Question

Find a number that is between 2/7 and 4/11 .

Answer 1

Make denominators equal first..

Answer 2

ok so what is it

Answer 3

@naranjja you were writing something.

Carry on buddy..

Answer 4

So @Hero ?

Answer 5

\[\frac{2}{7} and \frac{4}{11}\]

After cross multiplying notice that

22 < 28

So

\[\frac{2}{7} < \frac{4}{11}\]

Now \(\dfrac{3}{7} > \dfrac{2}{7}\)

So test if \(\dfrac{3}{7} < \dfrac{4}{11}\)

If so, then you have found a fraction between \[\frac{2}{7} and \frac{4}{11}\]

Answer 6

My browser crashed. Sorry, I'll start over again.

Answer 7

Okay, so that didn't work. But now you can test \(\dfrac{3}{11}\)

We know that \(\dfrac{3}{11} < \dfrac{4}{11}\)

So test to see if \(\dfrac{3}{11} > \dfrac{2}{7}\)

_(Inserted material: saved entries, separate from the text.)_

PR #1205, opened 2018-03-08
Exposing viewport mouse events with a Qt signal

jr-bor:


wjwwood:
See: https://github.com/ros-visualization/rviz/issues/1206#issuecomment-371438135

But, I will not have time to properly test this out right now, so unfortunately you'll have to wait for us to have time to spend on rviz in the coming months.

src/rviz/render_panel.h
```diff
@@ -100,6 +101,9 @@ Q_OBJECT
 
   virtual void sceneManagerDestroyed( Ogre::SceneManager* source );
 
+Q_SIGNALS:
+  void onViewportMouseEvent( const ViewportMouseEvent& event);
```
simonschmeisser: in Qt signals don't start with "on", that is reserved for slots. ie signal mouseEvent -> slot: onMouseEvent

jr-bor:
Hi!
I think this PR and the issue #1206 can be closed. I made this PR to have a more comprehensive question. This solution tackles the problem by changing the principles on how Rviz is made. Thus I would not merge it and I would close it.

I have seen that the new Rviz 2 is being planned and I will put my inputs if needed in there. 

Thanks for the replays :)

Issue #1209, opened 2018-03-15
QtQuick / QML support missing


machinekoder:
Rviz only supports building QtWidgets applications. Although widgets are great for desktop applications, they are very unsuitable for HMIs and modern touch-friendly apps.

Since ROS may sooner or later be used for industrial robot applications, it makes sense to support QtQuick top enable building modern touch-friendly HMIs.

I have a patch upcoming that integrates the Rviz visualization into QtQuick.

machinekoder:
Moving this issue to ROS2: https://github.com/ros2/rviz/issues/268

PR #1210, opened 2018-03-23
Add QtQuick/QML support

machinekoder:
Fix for enhancement described in https://github.com/ros-visualization/rviz/issues/1209

This patch fundamentally changes the RenderPanel concept. In many places, it is assumed that RenderPanel is a QWidget, however, QtQuick is fundamentally different to widget style application.

I need some feedback on whether my approach to abstracting the OgreRenderWindow is sane or not, Also, updating the OpenGL context works completely different in QtQuick, there are potentially more side-effects since the whole application is rendered in OpenGL and not only the Ogre window.

Please also let me know where I should add documentation on how to use Rviz in a QtQuick application.

Any feedback is appreciated.


dhood:
@wjwwood I'm going to defer to you for input on the direction of this change, incl. how it fits in with refactoring efforts at http://github.com/ros2/rviz

wjwwood:
This is an architecturally significant change, and so I honestly cannot guarantee I (or anyone else) will have time to review it and get it merged. The best chance for this is to write more about exactly what is changing and why (like human readable text) and what impact that will have. You've already touched on a few big items like changing the assumption around being a QtWidget, and that you needed to integrate Ogre with Qt differently because QtQuick might be drawn with opengl itself. However, there's always the risk that even if you spend more time on documenting the changes and breaking them into smaller pieces in order to get it merged, that we won't be able to act on it soon.

As @dhood mentioned we're also working on major changes to rviz in the ROS 2 repo:

https://github.com/ros2/rviz

We've updated to Ogre 1.10 in our rviz2 port and changed how rendering is exposed, e.g. it is now a QWindow which Ogre draws in rather than QWidget. Also, we've refactored it into about four separate packages, one of which is Qt + Ogre but ROS agnostic (that's `rviz_rendering`).

So we're in an awkward state where there are major changes, that we wish eventually main line, over in the ROS 2 port, and your changes here. And they'll continue to diverge I think. So I would recommend that you instead work on QtQuick integration on the ROS 2 port since that is the "future" for the code base, but that probably doesn't work for you short term because that port is not mature enough to be pull back to ROS 1 yet.

It's not good news, but that's the state of affairs. I don't see this pr getting merged as-is, but we might be able to merge small incremental changes that work our way towards your end goal. But we always have to be mindful of the ROS 2 port.

There's a team of contributors on the ROS 2 port which might have some input here or interest in making changes to support QtQuick in the ROS 2 port as well. /cc @greimela-si @Martin-Idel-SI @anhosi @botteroa-si

machinekoder:
@wjwwood Thank you for your feedback.

I will outline the architectural changes a little bit more in a later comment. The most important one is that large parts of RViz assume that the RenderPanel is a QWidget, which lead me to me to refactor out this part of the code and it's also the place where incompatibilities may arise. It's definitely something to consider for ROS2 RViz.

For ROS1 I'm happy to work with my private fork, especially since my current work requires a stable ROS release. I also will look into refactoring out the parts of the patch that are in general interesting for RViz, regardless of QtQuick support.

I'm also willing to contribute towards ROS2 RViz support. If considered early in the development, the required changes in the architecture aren't big. In fact, it's just matter of making sure that the core application logic doesn't depend on either QtWidgets or QtQuick.

wjwwood:
> It's definitely something to consider for ROS2 RViz.

The main render window inherits from `QWindow` in ROS 2, but I don't know if that satisfies your requirements:

https://github.com/ros2/rviz/blob/ros2/rviz_rendering/include/rviz_rendering/render_window.hpp#L63

> I also will look into refactoring out the parts of the patch that are in general interesting for RViz, regardless of QtQuick support.

This is your best bet for getting things merged, i.e. changes that are small, incremental, and well described. I wish I could say "just send one huge patch and we'll sort it out", but realistically we don't have time for that ourselves.

> I'm also willing to contribute towards ROS2 RViz support.

That's great! You can follow along on the fork we have for it right now:

https://github.com/ros2/rviz

> If considered early in the development, the required changes in the architecture aren't big. In fact, it's just matter of making sure that the core application logic doesn't depend on either QtWidgets or QtQuick.

That still sounds like a large architectural change to me, but maybe it's not as bad as I'm imagining. I don't expect it will be much easier in the ROS 2 version than the ROS 1 version, though it might be slightly easier due to some changes to the code layout.

machinekoder:
Pointer to the ROS2 issue: https://github.com/ros2/rviz/issues/268

tdnet12434:
Hi, this work is very interesting.
I tried to build but stuck at mapToGlobal is not available in Qt5.9.0 

```
/home/fx/rviz_ws/src/rviz/src/rviz/ogre_helpers/qt_quick_ogre_render_window.cpp: In member function ‘virtual QPoint rviz::QtQuickOgreRenderWindow::mapFromGlobal(const QPoint&) const’:
/home/fx/rviz_ws/src/rviz/src/rviz/ogre_helpers/qt_quick_ogre_render_window.cpp:287:10: error: ‘mapFromGlobal’ is not a member of ‘QQuickItem’
   return QQuickItem::mapFromGlobal(point).toPoint();
          ^
/home/fx/rviz_ws/src/rviz/src/rviz/ogre_helpers/qt_quick_ogre_render_window.cpp: In member function ‘virtual QPoint rviz::QtQuickOgreRenderWindow::mapToGlobal(const QPoint&) const’:
/home/fx/rviz_ws/src/rviz/src/rviz/ogre_helpers/qt_quick_ogre_render_window.cpp:292:10: error: ‘mapToGlobal’ is not a member of ‘QQuickItem’
   return QQuickItem::mapToGlobal(point).toPoint();

```

machinekoder:
@tdnet12434 We are using Qt 5.10.1 here. If you don't need the mouse interaction you could also comment out the `QQuickItem::mapFromGlobal` usages. I think it should be possible to use Qt 5.10 from the SDK in combination with ROS from packages. I'm encountering some problems with the Qt 5.11, which might be related to my graphics card, but to make sure it works, stick with Qt 5.10 for now.

rhaschke:
@machinekoder, can this be closed here as you seem to target ROS2 now (https://github.com/ros-visualization/rviz/issues/1209#issuecomment-390590724)?

machinekoder:
I haven't done any work on ROS2 yet, but we can close this issue. If anyone needs support, he probably can find it.

PR #1213, opened 2018-03-30
add TF Prefix to effort plugin and fix #892

### LINKED ISSUE #892: Crash on Effort plugin
I noticed a crash in the Effort plugin (indigo) : 

```
[ WARN] [1432914059.915302803]: Message from [/lwr_sim/joint_state_publisher] has a non-fully-qualified frame_id [world]. Resolved locally to [world].  This is will likely not work in multi-robot systems.  This message will only print once.

Program received signal SIGSEGV, Segmentation fault.
0x00007fff9829ccc7 in rviz::EffortVisual::EffortVisual(Ogre::SceneManager*, Ogre::SceneNode*, boost::shared_ptr<urdf::Model>) ()
   from /opt/ros/indigo/lib/libdefault_plugin.so
```

It's when I select a valid joint state topic with a wrong _Robot Description_ value : 
- Joint States topic is `/lwr/joint_states`
- Robot description is at `/lwr/robot_description` (**not** at `/robot_description`)

This order cause the crash. Seems like `boost::shared_ptr<urdf::Model>` is null.

If I first input the correct Robot Description (`/lwr/robot_description`), then I select the joint state topic, it's working fine.

ahoarau:
Simple PR to add a TF Prefix property to the Effort Plugin.
Use case : `/robot1/robot_description` + `tf_prefix` set to `robot1`

~Also fixes #892.~

### DIFF
--- a/src/rviz/default_plugin/effort_display.cpp
+++ b/src/rviz/default_plugin/effort_display.cpp
@@ -322,21 +322,21 @@ namespace rviz
 	    int joint_type = joint->type;
 	    if ( joint_type == urdf::Joint::REVOLUTE )
 	    {
-		// we expects that parent_link_name equals to frame_id.
-		std::string parent_link_name = tf_prefix_property_->getStdString() + "/" + joint->child_link_name;
+		std::string tf_prefix = tf_prefix_property_->getStdString();
+		std::string tf_frame_id = (tf_prefix.empty() ? "" : tf_prefix + "/" ) + joint->child_link_name;
 		Ogre::Quaternion orientation;
 		Ogre::Vector3 position;
 
 		// Here we call the rviz::FrameManager to get the transform from the
 		// fixed frame to the frame in the header of this Effort message.  If
 		// it fails, we can't do anything else so we return.
-		if( !context_->getFrameManager()->getTransform( parent_link_name,
+		if( !context_->getFrameManager()->getTransform( tf_frame_id,
                                                                 ros::Time(),
                                                                 //msg->header.stamp, // ???
                                                                 position, orientation ))
 		{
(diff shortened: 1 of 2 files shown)


dhood:
Thanks for the patch, @ahoarau 

@tfoote I have [read that the tf prefix](http://wiki.ros.org/tf2/Migration#Removal_of_support_for_tf_prefix) was causing headaches in tf1, and I've seen errors before about e.g. `base_link` not resolving to `/base_link` well. Would you be able to comment on the impact of [prepending a forward slash](https://github.com/ros-visualization/rviz/pull/1213/files#diff-271abbb34c7fc6f4388e5cb1b6527d59R326) to a frame where it didn't otherwise have one? I'm thinking we should only add the slash if the tf_prefix is specified, to minimise impact.

ahoarau:
You are absolutely right, we should not add leading slash if no tf_prefix is present.
Let's change it for : 

```cpp
std::string tf_prefix = tf_prefix_property_->getStdString();
std::string parent_link_name =  (tf_prefix.empty() ? "" : tf_prefix + "/" ) + joint->child_link_name;
```

Very glad to hear that tf_prefix is meant to disappear, but I'm not sure how I will spawn multiple robots in the same master. Multimaster is quite a big overhead :)

dhood:
That change looks reasonable, but for clarity the variable should now be named `tf_frame_id` as opposed to `parent_link_name`

btw this change will be held for ROS Melodic since it will cause an ABI change

dhood:
I broke out the non-abi breaking change into https://github.com/ros-visualization/rviz/pull/1229 so it can be released into indigo/kinetic

dhood:
@ros-pull-request-builder retest this please.

wjwwood:
@dhood merge or comment

PR #1216, opened 2018-04-06
Created a new Preferences window, and added PromptSaveOnExit option.

dhood:
Redo of #1106 on behalf of @MasterEric , who wrote:

> For tutorials installed to a read-only location, it may be disorienting for the user to be prompted to save. For this reason, I created a preferences dialog window, with a boolean option for whether to Prompt Save on Exit, defaulting to true. These preferences are saved to any config .rviz files that are created.

### DIFF
--- a/src/rviz/CMakeLists.txt
+++ b/src/rviz/CMakeLists.txt
@@ -47,6 +47,7 @@ add_library(${PROJECT_NAME}
   message_filter_display.h
   mesh_loader.cpp
   new_object_dialog.cpp
+  preferences_dialog.cpp
   add_display_dialog.cpp
   ogre_helpers/apply_visibility_bits.cpp
   ogre_helpers/arrow.cpp
--- a/src/rviz/CMakeLists.txt
+++ b/src/rviz/CMakeLists.txt
@@ -47,7 +47,6 @@ add_library(${PROJECT_NAME}
   message_filter_display.h
   mesh_loader.cpp
   new_object_dialog.cpp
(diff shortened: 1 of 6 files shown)


dhood:
@MasterEric thanks for the work adding the generalised preferences dialog! The PromptSaveOnExit option looks good.

As mentioned in https://github.com/ros-visualization/rviz/pull/1106#issuecomment-370589511, the change will break ABI (because it adds a member to the `VisualizationFrame` class). This means we won't be able to release it into indigo/kinetic/lunar, so will hold it for when we release rviz into melodic.

Since we are breaking ABI anyway, I changed your PR to use a generalised `Preferences` struct, so that we will be able to add additional preferences in the future without breaking ABI again.

MasterEric:
@dhood Great idea creating the Preferences struct! I'm not well-versed in what affects the ABI and what causes conflicts in applications.

I'm certainly excited to see my major changes in the upcoming Melodic release!

I'm wondering if you have any opinions/ideas/suggestions for other options that would be useful to include in the Preferences menu.

dhood:
> I'm certainly excited to see my major changes in the upcoming Melodic release!

congrats! even though your original PR had to be replaced by this one; you will still be credited in the changelog :smile: 

> I'm wondering if you have any opinions/ideas/suggestions for other options that would be useful to include in the Preferences menu.

Not necessarily, but these things pop up as we/contributors add different functionality; it will be helpful to be able to add options to this struct without breaking ABI for those features (from melodic onwards)

PR #1221, opened 2018-04-12
allow classes inheriting from image display access to more state

dhood:
replacement of https://github.com/ros-visualization/rviz/pull/1161

### DIFF
--- a/src/rviz/default_plugin/image_display.h
+++ b/src/rviz/default_plugin/image_display.h
@@ -83,17 +83,19 @@ protected:
   /* This is called by incomingMessage(). */
   virtual void processMessage(const sensor_msgs::Image::ConstPtr& msg);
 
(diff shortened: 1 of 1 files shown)


dhood:
I checked with abi-checker and moving from private to protected didn't seem to affect ABI. If it still feels iffy we can certainly hold off

dhood:
Ah yes, changing the ordering does go against what http://www.ros.org/reps/rep-0009.html says, hey.
I'll run it again to double check there wasn't a mistake on my part -- now I'm suspicious too :smile:

dhood:
input from the team is that there's a chance this could break abi on other compilers, so we'll hold this for melodic to be safe.

dhood:
switched to target melodic-devel branch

That doesn't work either. But you can try adding both fractions together then dividing by 2 to find a fraction between both:

\[\left(\frac{2}{7} + \frac{4}{11}\right) \div 2\]

Answer 8

Establishing the common denominator 77 (multiplying the first by 11 and the second by 7),
\[\frac{ 2 }{ 7 }=\frac{ 22 }{ 77 }\]\[\frac{ 4 }{ 11 }=\frac{ 28 }{ 77 }\]
So say you choose, \[\frac{ 24 }{ 77 }\]
That fraction is irreducible, and it is approximately 0.312

Answer 9

That's probaby the easiest way to do it.

Answer 10

\[\frac{ 22 }{ 77 }\approx0.28\]\[\frac{ 28 }{ 77 }\approx0.36\]
You can choose 0.3 for example, which is 1/3

Answer 11

so is it 22/77

Answer 12

@naranjja, there is no need to reduce further. If you have two fractions

\(\dfrac{a}{c}\) and \(\dfrac{b}{c}\) and a < b, then

\(\dfrac{a}{c}\) < \(\dfrac{b}{c}\)

Answer 13

and if you find a third fraction \(\dfrac{d}{c}\) such that a < d < c, then
\(\dfrac{a}{c} < \dfrac{d}{c} < \dfrac{b}{c}\)

Answer 14

soooo

Answer 15

is it 22/77?

Answer 16

No, it isn't. I guess you haven't understood anything me or @naranjja has written.

Answer 17

It can be any number between 22/77 and 28/77. Which is the same as saying between 0.28 and 0.36. I think 0.333 is a good number to choose because it is 1/3.

Answer 18

oh ok and yes I did just making sure @Hero